Il porro è un ortaggio ricco di acqua (più del 90%), poco calorico e quindi da utilizzare spesso se, in questa stagione, volete seguire una dieta detossinante. Inoltre è ricco di vitamina A, vitamina C e discrete quantità di vitamine del gruppo B, oltre a ferro, magnesio e acido fosforico (utili al sistema nervoso), sodio, zolfo e silice (quest’ultima favorisce l’elasticità delle articolazioni e della pelle), manganese, potassio e calcio (toccasana per le ossa). Il porro è inoltre adattissimo per chi soffre di dispepsie, anemie, reumatismi, artrite e per chi ha bisogno di dimagrire; ne raccomando l’impiego se volete migliorare o mantenere la freschezza della pelle del viso, quando si ha necessità di abbassare il livello di colesterolo nel sangue e di stimolare il sistema immunitario e, questo è utile a tutti, per sviluppare un’azione preventiva contro il cancro.

Benefici dei porri

Consumati crudi o cotti, i porri hanno innumerevoli effetti benefici sulla nostra salute e per questo motivi erano già noti agli antichi Egizi e Romani.
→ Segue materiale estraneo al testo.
PR #36, opened 2017-06-07
[WIP] Add prometheus verification

nimrodshn:
Add Prometheus verification when adding a new provider with a Prometheus Endpoint.

cc: @simon3z  @moolitayer @yaacov 
related to: https://github.com/ManageIQ/manageiq-ui-classic/pull/1501

### DIFF
--- a/app/models/manageiq/providers/kubernetes/container_manager_mixin.rb
+++ b/app/models/manageiq/providers/kubernetes/container_manager_mixin.rb
@@ -61,6 +61,10 @@ module ManageIQ::Providers::Kubernetes::ContainerManagerMixin
     client.hawkular_try_connect
   end
 
+  def verify_prometheus_credentials
+    true
+  end
+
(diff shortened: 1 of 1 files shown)


app/models/manageiq/providers/kubernetes/container_manager_mixin.rb
```diff
@@ -128,6 +132,8 @@ def verify_credentials(auth_type = nil, options = {})
     options = options.merge(:auth_type => auth_type)
     if options[:auth_type].to_s == "hawkular"
       verify_hawkular_credentials
+    if options[:auth_type].to_s == "prometheus"
```
yaacov: Should be elsif

Note to future:
The if `:auth_type == 'hawkular'` was a hack, we should fix the 'hawkular' case, not add new ones :-(

nimrodshn:
@yaacov fixed. thnx mate! :cat2:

In particolare, tra i motivi per cui dovremmo consumarli troviamo:

  • Diuretici e disintossicanti: grazie alla massiccia presenza di acqua i porri stimolano la diuresi e l’eliminazione delle tossine presenti nel nostro corpo; ottimi per chi soffre di ritenzione idrica;
  • antibiotici naturali e antiossidanti: i sali minerali, le vitamine e i flavonoidi comportano un effetto di contrasto ai radicali liberi e all’invecchiamento cellulare;
  • contrastano la formazione e tengono sotto controllo i livelli di colesterolo cattivo nel sangue, aiutando il cuore e tutto il sistema cardiocircolatorio;
  • la presenza del potassio permette ai porri di tenere sotto controllo la pressione sanguigna;
  • aiutano e stimolano la naturale produzione di succhi gastrici rivelandosi alleati della digestione;
  • grazie alla presenza delle vitamine, in particolare della vitamina C, i porri aiutano e proteggono il sistema immunitario; la vitamina B6 aiuta anche la produzione di anticorpi contro le infezioni;
  • essendo poco calorici, i porri sono consigliati nelle diete ipocaloriche e dimagranti e, in generale, per chi sceglie uno stile di vita sano e un’alimentazione equilibrata.

Un’ultima raccomandazione: la parte bianca del fusto del porro contiene fibre molto delicate che possono essere consumate da tutti, mentre la parte verde è più dura: una volta lessata, costituisce un’ottima “zavorra” per favorire il transito intestinale in modo non aggressivo ed è quindi adatto anche agli organismi più sensibili.